Welcome to You Ask Andy

Alice Ferguson, age 12, of Beaumont, Tex., for her question:

WHAT CAUSES THE OCEAN TIDES?

A tide is the rise and fall of ocean waters on a definite time schedule. Tides of the ocean are caused mainly by the pull of the moon on the earth. The moon’s gravity pulls up the water directly below the moon, forming a high tide there.

As a high tide occurs on one side of the world, another is occurring on the other side. As the earth turns, high tides occur at each place on the ocean twice each day.

Men have known for thousands of years that the moon had some relationship to the tides. Before the year A.D. 100, the Roman naturalist Pliny wrote of the moon’s influence on the tides. But the physical laws of tides were not worked out until after the English scientist Sir Isaac Newton discovered the law of gravitation in the 1600s.

The moon’s gravity actually pulls the water nearest the moon slightly away from the solid part of the earth. At the same time, the moon pulls the solid earth slightly away from the water on the opposite side of the earth.

As the earth turns on its axis, one tidal bulge always stays under the moon and the other stays on the opposite side of the earth.

The sun also exerts a pull on the earth. But the sun is about 390 times as far from the earth as the moon, so the tide producing force of the sun is only 46 percent as great as that produced by the moon. As a result, the tides caused by the sun are only 46 percent as high as those caused by the moon.

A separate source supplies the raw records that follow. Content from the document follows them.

PR #722, opened 2018-01-19
Also accept string lists as "E201,E202" from **kwargs arguments

evandrocoan:
The package python-language-server was passing the *args as string
while internally it expects an list, leading to the line:
```python
            # Ignore all checks which are not explicitly selected
            options.ignore = ('',) if options.select else tuple(options.ignore)
```
make the arguments being interpreted as:
```
options.ignore: ('E', '2', '0', '1', ',', 'E', '5', '0', '1')
```
instead of just `options.ignore: ('E201', 'E501')`

Issue:
1. https://github.com/tomv564/LSP/issues/244 pycodestyle plugin ignore setting ignored:

For this was required to set some default values to ensure the type assertions.

And also added a new example for ignore and select options, showing
you can also pass rules as E201.

### DIFF
--- a/pycodestyle.py
+++ b/pycodestyle.py
@@ -1538,7 +1538,9 @@ def parse_udiff(diff, patterns=None, parent='.'):
             rv[path].update(range(row, row + nrows))
         elif line[:3] == '+++':
             path = line[4:].split('\t', 1)[0]
-            if path[:2] == 'b/':
+            # Git diff will use (i)ndex, (w)ork tree, (c)ommit and (o)bject
+            # instead of a/b/c/d as prefixes for patches
+            if path[:2] in ('b/', 'w/', 'i/'):
                 path = path[2:]
             rv[path] = set()
     return dict([(os.path.join(parent, path), rows)
--- a/testsuite/test_shell.py
+++ b/testsuite/test_shell.py
@@ -191,3 +191,13 @@ class ShellTestCase(unittest.TestCase):
         self.assertFalse(errcode)
         self.assertFalse(stdout)
         self.assertFalse(stderr)
+
+        for index, diff_line in enumerate(diff_lines, 0):
+            diff_line = diff_line.replace('a/', 'i/')
+            diff_lines[index] = diff_line.replace('b/', 'w/')
+
+        self.stdin = '\n'.join(diff_lines)
+        stdout, stderr, errcode = self.pycodestyle('--diff')
+        self.assertFalse(errcode)
+        self.assertFalse(stdout)
+        self.assertFalse(stderr)


pycodestyle.py
```diff
@@ -2056,6 +2056,25 @@ def __init__(self, *args, **kwargs):
             if 'paths' in options_dict:
                 self.paths = options_dict['paths']
 
+        # After options.__dict__.update we need to ensure the *args and **kwargs where correctly passed
+        assert isinstance(options.verbose, int)
```
sigmavirus24: This disappear with `python -O` so I don't think this does what you want.

evandrocoan: I just ran `python3 -O pycodestyle.py --testsuite testsuite` and `verbose` option was present on the debugging statements I had added:
```Python
StyleGuide: args: ()
StyleGuide: kwargs: {'parse_argv': True}
StyleGuide: process_options, select: []
StyleGuide: process_options, ignore: []
StyleGuide: process_options, select: []
StyleGuide: process_options, ignore: []
StyleGuide: options: {'show_source': False, 'statistics': False, 'select': [], 'quiet': 0, 'filename': ['*.py'], 'count': False, 'benchmark': False, 'repeat': True, 'testsuite': 'testsuite', 'reporter': None, 'exclude': ['.svn', 'CVS', '.bzr', '.hg', '.git', '__pycache__', '.tox'], 'verbose': 0, 'format': 'default', 'ignore': [], 'show_pep8': False, 'diff': False, 'max_line_length': 79, 'hang_closing': False, 'config': False, 'doctest': False}
StyleGuide: options.ignore 1: []
StyleGuide: options.ignore 2: ()
3061 lines tested: 37 files, 381 test cases.
Test passed.
```

But I already had created this function:
```python
File: pycodestyle/pycodestyle.py
2461: def customisinstance(values_object, option_name, target_type):
2462:     """ Used to check optional options like verbose which is not present
2463:     when running with `python -o`"""
2464:     values_dict = values_object.__dict__
2465:     if option_name in values_dict:
2466:         return isinstance(values_dict[option_name], target_type)
2467:     return True
```

pycodestyle.py
```diff
@@ -2411,6 +2388,38 @@ def _parse_multi_options(option, split_token=','):
...
+                     ("show_source", bool),
+                     ("show_pep8", bool),
+                     ("statistics", bool),
+                     ("count", bool),
+                     ("hang_closing", bool),
+                     ("diff", bool),
+                     ("benchmark", bool),)
+    for option, default_type in default_types:
+        if not isinstance(options_dict[option], default_type):
+            raise ValueError("The option `%s=%s` must be of the type `%s` "
```
sigmavirus24: This is mildly better but I really don't know that we should be doing strict type-checking here.

evandrocoan: Then it was doing what I expected. I do not like the ideia of type checking while running on production environment to not eat CPU cycles unnecessarily.

The assert statements are meant to the development environment, and for the ones this this directly by its API, as `python-language-server`

sigmavirus24:
So I read through the original issue. This appears to be (by that maintainer's perspective) a bug in Pyls, not in Pycodestyle. In otherwords, Pyls is passing the wrong values and it seems to be the only consumer of pycodestyle doing things this way. Please file an issue there and we can follow along.

evandrocoan:
I already pushed a pull request fixing the issue there:

1. https://github.com/palantir/python-language-server/pull/234 The error report must explicitly call _ignore_code() before accept 

The issue here is that they pass the value as `E201,E202` and here you do 

https://github.com/PyCQA/pycodestyle/blob/534310014a1dad2a5aeca486fa2dccda93eb930b/pycodestyle.py#L2107-L2108

Which puts the string `E201,E202` make make this line:

https://github.com/PyCQA/pycodestyle/blob/534310014a1dad2a5aeca486fa2dccda93eb930b/pycodestyle.py#L2125

To turn it into `('E', '2', '0', '1', ',', 'E', '5', '0', '1')`.

___

There are 2 options:

1. Force everybody to pass `"E201,E202"` by command line and a list by API `["E201","E202"]`
1. Or let everybody to pass `"E201,E202"`  or a list ["E201","E202"] by command line or by API.

On this pull request I implement the option 2. You can either pass a list or a string and you code will work.

What you are suggesting is to close this pull request and force them to pass a list `["E201","E202"]` instead of string `"E201,E202"`.

Would be much better if everybody could be pass only a string `"E201,E202"`, either by the command line, or by the API internally by `**kwargs`:

https://github.com/PyCQA/pycodestyle/blob/534310014a1dad2a5aeca486fa2dccda93eb930b/pycodestyle.py#L2095-L2102

___

I do not know why by you seem to do not like the fact of using `assert` juding by your comment here:

> This is mildly better but I really don't know that we should be doing strict type-checking here.

Then I removed the asserts for good. But they are doing no harm and only would help future developer of this project.

Why do you not agree in allowing the list options to be either `"E201,E202"` or `["E201","E202"]` when updating the dict on line 2108?

https://github.com/PyCQA/pycodestyle/blob/147c399c357a08fa0af982161024af66710e35e5/pycodestyle.py#L2108

Currently, it is only accepting lists. Everybody else who passed the list arguments as string `"E201,E202"` instead of python list ["E201","E202"] will have their code turned into `('E', '2', '0', '1', ',', 'E', '5', '0', '1')`.

This fixes this by also doing the list parsing for the `**kwargs` values after the dict update:
https://github.com/PyCQA/pycodestyle/blob/147c399c357a08fa0af982161024af66710e35e5/pycodestyle.py#L2108

evandrocoan:
The change is call this function:
```
def _parse_list_multi_options(options):
    options.filename = _parse_multi_options(options.filename)
    options.exclude = normalize_paths(options.exclude)
    options.select = _parse_multi_options(options.select)
    options.ignore = _parse_multi_options(options.ignore)
```
After doing this:
https://github.com/PyCQA/pycodestyle/blob/147c399c357a08fa0af982161024af66710e35e5/pycodestyle.py#L2108

Then it will parse the list options `"E201,E202"` as list `["E201","E202"]`, either they come from the command line CLI, or by the `**kwargs` parameter.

The tides caused by the sun and by the moon combine to produce the tides seen along the seacoast.

The shape, size and depth of seas or oceans make differences !n the way the tide acts.

The range of the tide differs from day to day according to the position of the sun and the moon. When the moon and the sun are pulling along the same line, as they do at full moon and new moon, the tide rises higher than usual.

When the sun combines with the pull of the moon to produce tides that are higher than normal, the result is something called spring tides. Spring tides occur about twice a month near the times of the new and full moons. The moon then lies either between the earth and the sun, or on the opposite side of the earth from the sun.

Neap tides result when the pull of the sun is at right angles to the pull of the moon. Neap tides do not rise as high as normal tides. They occur about twice each month, when the moon is near its first and third quarters. At these times, the moon is on either side of the earth.

All bodies of water, large or small, are subject to the tide producing forces of sun and moon. But it is only where oceans and continents meet that tides are great enough to be noticed.

In the inland bodies of water the regular rise and fall of the tide is often so small that it is completely masked by changes !n level due to wind and weather. As an example, Lake Superior has a tide that rises and falls only about two inches.